In the Reginald Theatre, in an 80 minute, no-interval sitting, BLACKROCK, erupts its ugly world of male violence towards women, revealing a community of behaviour across two generations - parents and their children - in complicit acceptance of the status quo of its world. One has always known, if not publicly acknowledged, the reality of the world of this play, and watching it in 2017, it is even more disturbing, for NOTHING has really changed. (Just check out your daily news stories.) That this play was also a part of the Education Syllabus in NSW for many years is also a chilling challenge, to the belief that education may be a solution to bringing about change. For, few of us are what can be called 'evil' and what this play proposes is that it is rather a 'nurturing' by generational inheritance that is the source of the crimes of this kind. It is a sociological problem, which is a fundamental condition of our present societal construct. The change must happen with a social 'revolution' and the offering of equal opportunity, perhaps.

This production, Directed by Kim Hardwick, has all of Ms Hardwick's usual hallmark of visual details (e.g. THE SHADOW BOX), Designed, by Isabel Hudson - a black rock resting on a floor of shifting sand - and Lit by Martin Kinnane with sinister shifting effect, accompanied by a subtle soundscape, Composed, by Nate Edmondson.
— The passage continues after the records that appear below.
Issue #153, opened 2019-01-10
Put the metric_plotting example into a doc in sphinx-gallery


wdevazelhes:
This example would easily be converted in a sphinx-gallery ready example. It would be cool because it would appear in the docs.

bellet:
Not sure why this wasn't closed automatically when merging #180

Issue #171, opened 2019-02-15
Remove random seed in fit


wdevazelhes:
For supervised metric learners, we can give a random seed in `fit`, that will be used for sampling random pairs/quadruplets from the X and y. I think this seed is not data-dependent, so it should be put in the init. Doing that would also make it easier to have deterministic tests (we would just set the random state of the estimator once and for all)

PR #180, opened 2019-03-08
[MRG] Export notebook to gallery

### LINKED ISSUE #141: Update metric_plotting.ipynb with the new API
PR #139 introduce some API changes that break the example jupyter notebook. We should update it to work, using the new API

wdevazelhes:
Fixes #141 #153

Hi, I've just converted @bhargavvader 's notebook from #27 into a sphinx-gallery file (with this snippet: https://gist.github.com/chsasank/7218ca16f8d022e02a9c0deb94a310fe). This way, it will appear nicely in the documentation, and can also allow us to check if every algorithms work fine. 
There are a few things to change to make the PR mergeable (to compile the doc, you need sphinx-gallery): 
- [x] As dicussed with @bellet, the iris dataset is maybe not the most expressive dataset for metric learning, we might want to find a dataset where classes are even more mixed and where metric learning gives a very advantageous separation
- [x] Some parts seem to be broken (see the logo "broken"), I need to see why
- [x] On my computer, the plan of the notebook appears in the left toolbar, we might not want that (we might want to see only two tabs (because we have two examples in metric-learn/examples) on the left sidebar and not tens of tabs)
- [x] Some examples seem not to work super well in terms of separation, I need to see why


bellet:
I assume that in this PR you will also be fixing #141

bhargavvader:
Glad to see this going into documentation soon 💃

bellet:
And this fixes #153

wdevazelhes:
> I assume that in this PR you will also be fixing #141



> And this fixes #153

Yes indeed, thanks, I forgot to add it in the PR description 
Done now

wdevazelhes:
Regarding the dataset, should I go for the faces dataset for instance ? (Probably the supervised version since we use `_Supervised` algorithms here)

wdevazelhes:
I just ran another `make html` (after merging with master, and cleaning my folder), and now there's no "broken" message anymore (however no image is printed, only the sphinx gallery default logo, but anyway I don't know what we would want to appear here ? A concatenation of all images printed ?)

bellet:
> Regarding the dataset, should I go for the faces dataset for instance ? (Probably the supervised version since we use `_Supervised` algorithms here)

Yes. Digits could also be an option. Note that you will have to use dimensionality reduction (say t-SNE) to visualize things in 2D.

Otherwise we could work with a 2D or 3D dataset but there is not so many nice things to show in such cases

wdevazelhes:
> Yes. Digits could also be an option. Note that you will have to use dimensionality reduction (say t-SNE) to visualize things in 2D.
> 
> Otherwise we could work with a 2D or 3D dataset but there is not so many nice things to show in such cases

Allright, I tried to launch the example with digits, but there is a conditionning problem with SDML, so I think we'll need to wait for #162 to be merged to finish this one

wdevazelhes:
Here is a first result of plotting with the faces dataset (with the digits dataset points are already well separated out with tsne on the raw dataset): 

tsne from the raw dataset: 
image

tsne after lmnn:
image

tsne after sdml:
image

tsne after lsml:
image

tsne after nca:
image

tsne after lfda:
image

RCA failed (I still need to understand why)

The improvement is not very clear, except maybe for lmnn, but for lfda for instance it's worse... Though it could work with appropriate tuning. 
I took faces because in the PR for NCA it's one dataset where we had a significant improvement (see this figure: https://user-images.githubusercontent.com/31916524/41354636-c759ddce-6f1f-11e8-8ac9-9a9fd36b8af2.png), but I'll try with balance, it was also good and it's easy to fetch now with scikit-learn with the openml fetcher.

wdevazelhes:
I tried with the balance dataset and reducing the dimension gives a bit weird results (like I think balance kind of defines a grid of regularly spaced points, which seems a bit like an artificial dataset) (but anyway running the default version of the algos didn't work so much either)
I also tried with the isolet dataset and it didn't work that much 
So in the end I think the best for now is the faces dataset. 
Maybe I can re-run the faces dataset, but this time grid-searching for the best parameters
I'll also try to find another dataset hoping it would work better

bellet:
An option would be to add some noise dimensions (this is a bit artificial but will definitely work)

Otherwise you have to look for harder datasets - if they t-SNE visualization is already very good on the original representation, it is hard to obtain clear visual improvements

wdevazelhes:
That's right, it works really well indeed with noise: 

Here are the images with 5 columns of gaussian noise N(0, 10) added to iris (the legend with sepal etc is wrong, but the image is good, it's the results after applying t-sne): 
tsne on original space: 
image

tsne after LMNN: 
image


tsne after ITML:
image

tsne after SDML: 
image

tsne after LSML:
image



tsne after NCA: 
image

tsne after LFDA: 
image

tsne after RCA:
image

So maybe we can use this with a quick intro paragraph saying "let's say we have a noisy dataset: let's take iris and add some columns of noise etc.." ?

Otherwise do you know any dataset with a lot of noise already inside it ?

Also, LSLM and SDML work not so good, so I guess as soon as we settle on the dataset I'll try to fine tune them and if it still doesn't work maybe we can remove them ?

wdevazelhes:
In the end I used iris with 5 columns of noise added, in the last commit is a version that I think is mergeable for the example, let me know what you think
Here is the html folder that was generated: 

[html.zip](https://github.com/metric-learn/metric-learn/files/3063854/html.zip)

wdevazelhes:
Note that there is still `LSML` that does not work really well, but it's still better than the initial example, so I think it's OK ?

perimosocordiae:
I haven't read all the text yet, but I agree this is a good approach and a reasonable example to use.

wdevazelhes:
I just pushed an example that uses `make_classification` which I guess looks pretty good now,
I just needed to add a scaling to the noise components of the dataset by hand (to mix more the initial points while still making them easy to fit for metric learning), because it's not an argument of `make_classification` I think, and I also tried to add a lot more of noise components instead but it does not seem as efficient (I need to add more than hundreds of them to see the effect so I'm not sure it's a good idea given that we have 100 samples (I could add more samples but then the example takes more time to run))

@bellet I also wrote something about the fact that some algorithms don't try to cluster all points from the same class in one same cluster, while others implicitly do that, which can be seen quite clearly from these examples (since every class has a distribution with 2 clusters: `n_clusters_per_class=2`), as we discussed. I just wrote a paragraph because I think we see the effect quite clearly on the examples, so maybe there's no need to put the two figures of applying the algorithms to one dataset with 1 cluster per class, and a dataset with several clusters per class as mentioned? 
Or maybe there is need because it's good to have multi-cluster cases where algorithms that enforce mono-clustering fail clearly ? But then I don't know exactly how to tweak the dataset to do that (since now these algorithms mostly manage to group the data in mono-clusters), maybe with less dimensions, to give less degrees of freedom to the algorithms ? 

If I understood correctly, the algorithm that don't cluster similar points in a unique cluster are `LMNN`, `NCA`, and `LFDA`, is that right ?

wdevazelhes:
If these changes are fine I think we are good to merge

bellet:
I just had a quick look and it looks good! I have a few nitpick suggestions on the wording and presentation, will write a review asap

examples/plot_metric_examples.py
```diff
@@ -0,0 +1,410 @@
...
+# ^^^^^^^^^^^^^^^^^^^^^^^^^^^^^^^^^^^^^^^^^^^^
+# 
+# We will be using the IRIS data-set to illustrate the plotting. You can
+# read more about the IRIS data-set here:
+# `link <https://en.wikipedia.org/wiki/Iris_flower_data_set>`__.
+
+X, Y = make_classification(n_classes=3, n_clusters_per_class=2,
+                           n_informative=3, class_sep=4., n_features=5,
+                           n_redundant=0, shuffle=True)
+
```
bellet: maybe add `n_samples=100` explicitly

and add explanation about what the dataset looks like:
- 100 points in 3 classes with 2 clusters per class
- 5 features, among which 3 are informative (correlated with the class labels) and two are random noise with large magnitude

examples/plot_metric_examples.py
```diff
@@ -0,0 +1,410 @@
...
+##########################################################################
+# Let's make the noise of the non-informative features higher, and shuffle
+# the dataset:
+
+X[:, 3:] *= 20
+X, Y = shuffle(X, Y)
```
bellet: useless as you have used `shuffle=True`

examples/plot_metric_examples.py
```diff
@@ -0,0 +1,410 @@
...
+
+X, Y = make_classification(n_classes=3, n_clusters_per_class=2,
+                           n_informative=3, class_sep=4., n_features=5,
+                           n_redundant=0, shuffle=True)
+
+##########################################################################
+# Let's make the noise of the non-informative features higher, and shuffle
+# the dataset:
+
+X[:, 3:] *= 20
```
bellet: use `scale=[1, 1, 20, 20, 20]` in `make_classification` instead

examples/plot_metric_examples.py
```diff
@@ -0,0 +1,410 @@
...
+X, Y = shuffle(X, Y)
+
+
+###########################################################################
+# Note that the dimensionality of the data is 5, so to plot the
+# transformed data in 2D, we will use the t-sne algorithm. (See
+# `sklearn.manifold.TSNE`).
+
+def plot(X, Y):
```
bellet: rename to `plot_tsne`?

examples/plot_metric_examples.py
```diff
@@ -0,0 +1,410 @@
...
+    plt.yticks(())
+
+    plt.show()
+
+###################################
+# Let's now plot the dataset as is.
+
+plot(X, Y)
+
+
```
bellet: add comment on the visualization explaining that classes are mixed up due to the noisy features

examples/plot_metric_examples.py
```diff
@@ -0,0 +1,410 @@
...
+# Why is Metric Learning useful? We can, with prior knowledge of which
+# points are supposed to be closer, figure out a better way to understand
+# distances between points. Especially in higher dimensions when Euclidean
+# distances are a poor way to measure distance, this becomes very useful.
+# 
+# Basically, we learn this distance:
+# :math:`D(x,y)=\sqrt{(x-y)\,M^{-1}(x-y)}`. And we learn this distance by
+# learning a Matrix :math:`M`, based on certain constraints.
+# 
+# Some good reading material for the same can be found
```
bellet: also point to the section "What is Metric Learning"? of the doc

examples/plot_metric_examples.py
```diff
@@ -0,0 +1,410 @@
...
+# all data instances in the training set are surrounded by at least k
+# instances that share the same class label. If this is achieved, the
+# leave-one-out error (a special case of cross validation) is minimized.
+# You'll notice that the points from the same labels are closer together,
+# but they are not necessary in a same cluster. This is particular to LMNN
+# and we'll see that some other algorithms implicitly enforce points from
+# the same class to cluster together.
+# 
+# You can find the paper
+# `here <http://jmlr.csail.mit.edu/papers/volume10/weinberger09a/weinberger09a.pdf>`__.
```
bellet: instead of paper, it would be better to have a link to the documentation and docstring pages

examples/plot_metric_examples.py
```diff
@@ -0,0 +1,410 @@
...
+# Implements an efficient sparse metric learning algorithm in high
+# dimensional space via an :math:`l_1`-penalised log-determinant
+# regularization. Compare to the most existing distance metric learning
+# algorithms, the algorithm exploits the sparsity nature underlying the
+# intrinsic high dimensional feature space.
+# 
+# Link to paper here:
+# `SDML <http://lms.comp.nus.edu.sg/sites/default/files/publication-attachments/icml09-guojun.pdf>`__.
+# 
+# One feature which we'd like to show off here is the use of random seeds.
```
bellet: not sure this makes much sense here? perhaps remove this paragraph? or keep it but without mentioning constraints specifically (just randomness in the algorithm)

examples/plot_metric_examples.py
```diff
@@ -0,0 +1,410 @@
...
+# transform our input space
+X_lmnn = lmnn.transform(X)
+
+
+######################################################################
+# So what have we learned? The matrix :math:`M` we talked about before.
+# Let's see what it looks like.
+# 
+
+lmnn.metric()
```
bellet: does not print in the doc. should use `print`? but if it is not possible to easily interpret what we see, we can get rid of it

examples/plot_metric_examples.py
```diff
@@ -0,0 +1,410 @@
...
+# LSML is a simple, yet effective, algorithm that learns a Mahalanobis
+# metric from a given set of relative comparisons. This is done by
+# formulating and minimizing a convex loss function that corresponds to
+# the sum of squared hinge loss of violated constraints.
+# 
+# Link to paper:
+# `LSML <http://web.cs.ucla.edu/~weiwang/paper/ICDM12.pdf>`__
+# 
+
+lsml = metric_learn.LSML_Supervised(num_constraints=200, tol=0.0001, max_iter=10000, verbose=True)
```
bellet: remove verbose

examples/plot_metric_examples.py
```diff
@@ -0,0 +1,410 @@
+"""
+Algorithms walkthrough
+~~~~~~~~~~~~~~~~~~~~~~
+
+This is a small walkthrough which illustrates all the Metric Learning
```
bellet: not all actually

examples/plot_metric_examples.py
```diff
@@ -0,0 +1,410 @@
...
+plot(X_itml, Y)
+
+
+######################################################################
+# Sparse Determinant Metric Learning
+# ^^^^^^^^^^^^^^^^^^^^^^^^^^^^^^^^^^
+# 
+# Implements an efficient sparse metric learning algorithm in high
+# dimensional space via an :math:`l_1`-penalised log-determinant
+# regularization. Compare to the most existing distance metric learning
```
bellet: compared

examples/plot_metric_examples.py
```diff
@@ -0,0 +1,410 @@
...
+X_lsml = lsml.fit_transform(X, Y)
+
+plot(X_lsml, Y)
+
+
+######################################################################
+# Neighborhood Components Analysis
+# ^^^^^^^^^^^^^^^^^^^^^^^^^^^^^^^^
+# 
+# NCA is an extrememly popular metric-learning algorithm, and one of the
```
bellet: extremely
maybe remove last part of the sentence

examples/plot_metric_examples.py
```diff
@@ -0,0 +1,410 @@
...
+# 
+
+rca = metric_learn.RCA_Supervised(num_chunks=30, chunk_size=2)
+X_rca = rca.fit_transform(X, Y)
+
+plot(X_rca, Y)
+
+
+######################################################################
+# Manual Constraints
```
bellet: We do not say explicitly what is meant by "constraint" before so I think this part is quite confusing

Also I think we want to insist on the fact that many metric learning algorithms only need the weak supervision given by constraints, not labels. In many applications, this is easier to obtain.

examples/plot_metric_examples.py
```diff
@@ -0,0 +1,410 @@
...
+# constraints! A bit different from our old result but not too different.
+# We can also notice that it might be better to rely on the randomised
+# algorithms under the hood to make our constraints if we are not very
+# sure how we want our transformed space to be.
+# 
+# RCA and SDML also have their own specific ways of taking in inputs -
+# it's worth one's while to poke around in the constraints.py file to see
+# how exactly this is going on.
+# 
+# This brings us to the end of this tutorial! Have fun Metric Learning :)
```
bellet: maybe also add that metric-learn is compatible with sklearn and so we can easily do model selection, cross validation, scoring etc and refer to the doc for more details.

examples/plot_metric_examples.py
```diff
@@ -0,0 +1,410 @@
+"""
+Algorithms walkthrough
+~~~~~~~~~~~~~~~~~~~~~~
+
+This is a small walkthrough which illustrates all the Metric Learning
+algorithms implemented in metric-learn, and also does a quick
+visualisation which can help understand which algorithm might be best
+suited for you.
+
+Of course, depending on the data set and the constraints your results
```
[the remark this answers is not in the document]
wdevazelhes: Agreed, done

examples/plot_metric_examples.py
```diff
@@ -0,0 +1,410 @@
+"""
+Algorithms walkthrough
+~~~~~~~~~~~~~~~~~~~~~~
+
+This is a small walkthrough which illustrates all the Metric Learning
+algorithms implemented in metric-learn, and also does a quick
```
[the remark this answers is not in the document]
wdevazelhes: Agreed, done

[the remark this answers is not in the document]
wdevazelhes: Agreed, done

examples/plot_metric_examples.py
```diff
@@ -0,0 +1,410 @@
...
+suited for you.
+
+Of course, depending on the data set and the constraints your results
+will look very different; you can just follow this and change your data
+and constraints accordingly.
+
+"""
+
+# License: BSD 3 clause
+# Authors: Bhargav Srinivasa Desikan <bhargavvader@gmail.com>
```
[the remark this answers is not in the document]
wdevazelhes: Agreed, done

examples/plot_metric_examples.py
```diff
@@ -0,0 +1,410 @@
...
+# visualisation imports
+import matplotlib.pyplot as plt
+np.random.seed(42)
+
+
+######################################################################
+# Loading our data-set and setting up plotting
+# ^^^^^^^^^^^^^^^^^^^^^^^^^^^^^^^^^^^^^^^^^^^^
+# 
+# We will be using the IRIS data-set to illustrate the plotting. You can
```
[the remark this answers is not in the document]
wdevazelhes: Thanks, I forgot to update this indeed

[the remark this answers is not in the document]
wdevazelhes: done

examples/plot_metric_examples.py
wdevazelhes: I agree, done

examples/plot_metric_examples.py
wdevazelhes: That's right (actually I wanted to use shuffle=False so that then I rescale the features (because if shuffle=True it shuffles the features too), but with your next comment there is no need to do that in fact)

examples/plot_metric_examples.py
wdevazelhes: Thanks, I didn't see that, it's very convenient !

examples/plot_metric_examples.py
wdevazelhes: Agreed, done

examples/plot_metric_examples.py
wdevazelhes: I agree, I'll add an explanation, let me know what you think

examples/plot_metric_examples.py
wdevazelhes: I agree, done

examples/plot_metric_examples.py
wdevazelhes: Agreed, done

examples/plot_metric_examples.py
wdevazelhes: I agree, the simpler is to remove it I guess, since we'll also change this and put the random seed in init (see #171)

examples/plot_metric_examples.py
wdevazelhes: Agreed, done

examples/plot_metric_examples.py
wdevazelhes: Indeed, done

examples/plot_metric_examples.py
wdevazelhes: Thanks, done for extremely 
For the last part, is it because it can make people that don't know the algorithm think that if it's one of the first few it might be not cutting edge/outdated ? 
Done

bellet: just that it is maybe not such a relevant thing to mention here. you could also argue this for LMNN, and others like MMC

examples/plot_metric_examples.py
wdevazelhes: I agree, done

examples/plot_metric_examples.py
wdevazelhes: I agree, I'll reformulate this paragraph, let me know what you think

The young cast playing the adolescents of the play: Danny Ball (Davo), Sam Delich (Ricko), Lucy Heffernan (Cherie), Tessa James (Rachel), Lucia Rose May (Shana), Joshua McElroy (Scotty), Alex Packard (Toby), Gautier Pavlovic-Hobba (Jared), and Kate Vozella (Tiffany), are supported by Zoe Carides (Diane Kirby), Noel Hodda (a trio of men - fathers and boyfriend), and Danielle King (Marian and Glenys).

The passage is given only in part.